Here's what I'm trying to do: set up a backup server on Google Compute Engine, where employees at my company can have their computers backup nightly via rdiffbackup. A cron job will run that runs rdiffbackup, which uses SSH to send files just like SCP.
With a "normal" server, I can create each employee a new user, and set permissions so they cannot read another employee's files.
It seems like using the "gcloud compute ssh" tool, or configuring regular ssh using "gcloud compute config-ssh", only allows you to allow users to connect who are added to the project and have connected their computer to their google account. My issue with this is that I don't see a way for a user to have read-write abilities on a server without also being a sudoer (anyone added to a project with "Can Edit" can get sudo as far as I know). Obviously if they have sudo, they can read others' files.

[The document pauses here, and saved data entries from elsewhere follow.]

PR #17414, opened 2022-07-08
CPM-680: remove usage of identifiers in DQI and ProductIndexer

pierallard:
This PR does several things:
- Remove usage of Identifiers in DQI Score computing
- This removal implies the temporary query we did for DQI (id to uuid) is not used anymore so we removed it
- Remove usage of identifiers in the ElasticsearchProductProjection
- Insert an equivalent temporary query (id to uuid, "SqlFindProductUuids")
- Adds the 2 methods "indexFromProductUuid" and "indexFromProductUuids" in the ProductIndexer
- Set @deprecated for the 2 old ones.

Next step is to check where the 2 old ones @deprecated are used, and use the new ones instead, and use the temporary query if needed, at an upper level.


cemorin (approved):

Balamung:
Did you remove GetProductUuidsFromProductIdentifiersQuery because it was no longer used ? I'm looking at maybe using it in my PR to convert identifiers to UUIDs in the ProductController for example (and other places where we currently use identifiers, and I thought it'd be cleaner than injecting the doctrine_connection everywhere to add the method :)

pierallard:
> Did you remove GetProductUuidsFromProductIdentifiersQuery because it was no longer used ? I'm looking at maybe using it in my PR to convert identifiers to UUIDs in the ProductController for example (and other places where we currently use identifiers, and I thought it'd be cleaner than injecting the doctrine_connection everywhere to add the method :)

Yes, but this is the one from DQI. You should not use it elsewhere !

Balamung (approved):

src/Akeneo/Pim/Automation/DataQualityInsights/back/Infrastructure/Elasticsearch/GetDataQualityInsightsPropertiesForProductProjection.php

Can I give someone the ability to SSH remotely without having sudo? Thank you.

I recommend avoiding gcloud all together for this. gcloud's SSH tools are geared towards easily administering a constantly changing set of machines in your project. It is not made to cover all use cases that would also use SSH.
Instead, I recommend you setup your backup service as you would a normal server:
assign a static address
(optional) assign a dns name
setup users on the box using adduser

You have couple of options
1) You can manage non-root users on your instances as you would on any normal Linux machine with by manually adding them with the standard commands like 'adduser' and not gsutil/UI/metadata update path.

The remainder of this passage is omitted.